More than that, if a business looks around and 9/10ths of their partners use FOOBAR WIDGETS, and 99% of their workforce is trained exclusively in FOOBAR WIDGETS, what widgets are they gonna choose? The network effect has been strong for choice of platform/software, and once a plurality was achieved, MS essentially had a commitment and responsibility to the business world to be their huckleberry. At that point, force isn't necessary when customers are clamoring to be let in to the club. Force isn't necessary when your labor pool is full of MCSEs competing with neckbeards who spit on Bill Gates.
People don't hate MS because they're big. They hate them because they make shit software and are force people to use it with anti-competitive practices. If each of Microsoft's products had to compete individually, most of them would go the way of Windows Phone, Zune, Internet Explorer, and Xbox. Their few good products would benefit from this too by increasing interoperability with other software. They need to be broken up.
> most of them would go the way of Windows Phone, Zune, Internet Explorer, and Xbox
As in, the first Xbox version or the whole line-up? Sony reports twice as much sales of their current gaming console in comparison to Xbox, but Xbox isn't dead like the rest of stuff you mentioned. (not a fanboy, my last Xbox was the 360 and then I had PS4 and now PS5)
The brand isn't doing so hot and is on the decline while their competing platforms (Steam, Playstation, Nintendo) are posting record numbers. They've started releasing their in-house developed games on their competitor's consoles because sales on their own platform are so abysmal. Analysts are saying it's likely that Xbox is going to exit the hardware business unless they can turn things around in the next console generation.

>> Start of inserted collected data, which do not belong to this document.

PR #379, opened 2021-11-16
Remove the `ServiceType` type in favour of `CommunicationalPattern`

### LINKED ISSUE #377: [INTERNAL CHANGE]: Duplicate implementation of communicational pattern metadata
### Problem

There are currently two seemingly independent definitions and implementations of metadata types specifying whether a handler is a unary, client-side-streaming, service-side-streaming, or bidirectional handler.

https://github.com/Apodini/Apodini/blob/3738aa97daa1ceac2c8b6979c996e3b86e6eaedc/Sources/Apodini/Metadata/BuiltinMetadata/ServiceTypeMetadata.swift#L11-L22

https://github.com/Apodini/Apodini/blob/3738aa97daa1ceac2c8b6979c996e3b86e6eaedc/Sources/Apodini/Metadata/BuiltinMetadata/CommunicationalPatternMetadata.swift#L11-L24

It seems like the first one is used by the (old) gRPC interface exporter and the OpenAPI interface exporter, whereas the second one is used by the HTTP interface exporter (and potentially also other places, via the knowledge source stuff).

This is a problem insofar as:
1. it's generally a bad idea to have multiple implementations of the same thing, and
2. having two separate types means that a web service which uses one of the two will be exported using different sevice types by different interface exporters. (e.g.: if a handler uses `ServiceType(.bidirectional)`, the gRPC interface exporter will export the handler as a bidirectional service, but the HTTP interface exporter will look for the `CommunicationalPattern` metadata field, which it won't find and then use `.unary` as a default value.)

### Solution

Ideally, there would be only one such definition, and that one definition would be used throughout all of Apodini

### Additional context

n/a

lukaskollmer:
Fixes #377.

Removes the `ServiceType` type in favour of `CommunicationalPattern`Remove the `ServiceType` type in favour of `CommunicationalPattern`.

Short summary: there are currently two separate types for defining whether a handler is an unary/bidirectional/etc endpoint.
This PR removes one of these types and replaces all uses with the other one.

See the associated issue (#377) for more info.

<details>
<summary>Migrating existing handlers</summary>

A handler which previously had its communicational pattern expressed using the `.serviceType` modifier:

```swift
struct MyWebService: WebService {
    var content: some Component {
        SomeHandler()
            .serviceType(.bidirectional)
    }
}
```

should now use the `.pattern` modifier:

```swift
struct MyWebService: WebService {
    var content: some Component {
        SomeHandler()
            .pattern(.bidirectionalStream)
    }
}
```

The mapping for the enum case names is as follows:
| ServiceType (old) | CommunicationalPattern (new) |
| :----: | :----: |
| `unary` | `requestResponse` |
| `clientStreaming` | `clientSideStream` |
| `serviceStreaming` | `serviceSideStream` |
| `bidirectional` | `bidirectionalStream` |
</details>

### :gear: Release Notes 
- Removed redundant types

### Testing
not affected


Sources/Apodini/Apodini.docc/Advanced/Semantic Model.md
```diff
@@ -174,7 +173,7 @@ public required init<B>(_ blackboard: B) throws where B: Blackboard {
 - ``EndpointSource``
 - ``AnyEndpointSource``
 - ``Blackboards``
-- `Context`
+- ``Context``
```
bauer-andreas: Context doesn’t reside in the main target anymore (instead as far as I remember, it’s now part of the MetadataSystem repo). Therefore this has single Ticks, as reference cannot be resolved cross targets/projects

bauer-andreas (approved):
Thanks 👍

bauer-andreas:
Might want to add a migration guide e.g. showing how to migrate the Handler modifiers.

Sources/Apodini/Apodini.docc/Advanced/Semantic Model.md
lukaskollmer: Ah ok didn't know this. I assumed this was just a typo. Will fix.

PSchmiedmayer (approved):

philippzagar (approved):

I'm sorry that you're blanket speaking for everyone else, because I certainly did.
I hated MS because they were big, they were powerful, they were my father's favorite. I reviled Bill Gates because of his education and privilege and vision, and I renamed "win.com" to "lose.com" and plastered "Satan Inside" stickers on my AMD-processor machines that eventually ran Minix and OpenBSD.
In college I became an arrogant Unix bigot, and I cultivated a distinct superiority complex, as if I could singlehandedly usher in The Year of Linux on the Desktop.
Eventually I came to accept that it was just software; it was software that everyone else used just fine; and that a uniform installation of adequate software is better for the collective good than some idealistic, unachievable utopia of Richard Stallman's wet dreams.
Okay? Being a rabid schizo who grinds their teeth at non-foss software is obviously not healthy, but shit software is shit software regardless, and the government should intervene when market forces are being abused.
If competition was working well a product like teams would have been forced to become much better or it would have died.